The Son of God did not enter into a Hypostatic Union with an angelic nature. He never "became" an angel. He never personally possessed a complete angelic nature in the same way He possesses His human nature.
Therefore, the Communicatio Idiomatum cannot apply.
Because there is no Hypostatic Union with an angelic nature:
- We can never say, "God the Son is a created spirit-being."
- We can never say, “God the Son has passions before the Incarnation.”
- We can never attribute any properties of an angelic nature to the person of the Son.
To do so would be a grievous error. He merely used the form of an angel as a temporary vessel for His appearance. He did not unite that form to His person.
We can, however, say:
- "God the Son was born."
- "God the Son was tempted."
- "God the Son shed His blood."
Why? Because He did enter into a Hypostatic Union with a human nature. He became man.
The Glory of Our High Priest
Do you see the glory in this? This isn't just "splitting hairs." This distinction makes the Incarnation the most unique and glorious event in history.
The Son of God did not become an angel to save angels. He became a man to save men.
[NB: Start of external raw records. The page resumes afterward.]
Issue #1921, opened 2016-01-27
SXRMB: energy PV fails at the beginning of the scan


XuetaoLiu-CLS:
The SXRMB user starts to have this issue from this morning with the lastest acquaman version. It has been working well whole day yesterday.

I rolled back to the last stable version now, which doesn't have local storage 

-----
More information from the beamline staffs:
- This happens when we have the initialization actions. That is, we need to move the energy from the current value to a preset value. After that, when we are trying to do the scan, it will fail. But it will succeed if we rerun the scan at this point (since it is already at the energy).

XuetaoLiu-CLS:
Time Estimates: 5 hours

PR #1937, opened 2016-02-02
PullReques for Issue1921: change the tolerance of the energy PV

XuetaoLiu-CLS:
- For Issue1921, sometime the user might observe failure to move energy. The Energy coordinator had difference tolerance with the energy pv used in acquaman. Change the tolerance of the energy PV to 0.001 so that it will match with the coordinator. Therefore, the error we observed might be solved since we will move the energy even it is a small one.
- Follow Quanfeng's request, change the label of bruker selection to "Select Detector" and the "None" to "Transmission"

#1921


XuetaoLiu-CLS:
@helfrij Hi Jessie, do you mind reviewing this? Thx

source/beamline/SXRMB/SXRMBBrukerDetector.cpp
```diff
@@ -28,6 +28,7 @@ SXRMBBrukerDetector::SXRMBBrukerDetector(const QString &name, const QString &des
 
 	// Stuff specialized by SXRMBBrukerDetector
 	deadTimeControl_ = new AMReadOnlyPVControl("Dead Time", "mca1606-B10-03:mca1.DTIM", this);
+	allControls_->addControl(deadTimeControl_);
 	connect(deadTimeControl_, SIGNAL(connected(bool)), this, SLOT(onDeadTimeControlConnected(bool)));
```
helfrij: Is this connect statement for the deadTimeControl_ necessary, if the control is added to allControls_?

helfrij:
One quick question. Otherwise, looks good!

Time Estimate: 5 minutes.

source/ui/SXRMB/SXRMBScanConfigurationView.cpp
```diff
@@ -30,7 +30,7 @@ void SXRMBScanConfigurationView::updateFluorescenceDetectorComboBox(SXRMB::Fluor
 QComboBox *SXRMBScanConfigurationView::createFluorescenceComboBox()
 {
 	QComboBox *newComboBox = new QComboBox;
-	newComboBox->insertItem(0, "None");
+	newComboBox->insertItem(0, "Transmission");
```
dretrex: Hey @XuetaoLiu-CLS, I think it would be better to go with "Choose XRF Detector" and leave it as "None" as the option.  Transmission is a style of XAS where you only use ion chambers, not a detector choice.  In general, the scan is always doing transmission but you optionally have the choice to add an XRF detector.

He did not just visit our world in a temporary disguise. He bound Himself to our humanity forever. He became our kinsman, our brother, our representative. When He died, it was a real death in a real human nature, offered by a divine Person, and it is that and nothing less that saves us.
Any "Christology" less than Chalcedon fails. Any "union" less than the Hypostatic Union is insufficient. Only because our Lord is the true God-Man can He be the one mediator, our perfect High Priest, able to save to the uttermost those who draw near to God through Him.
Praise God for His indescribable gift!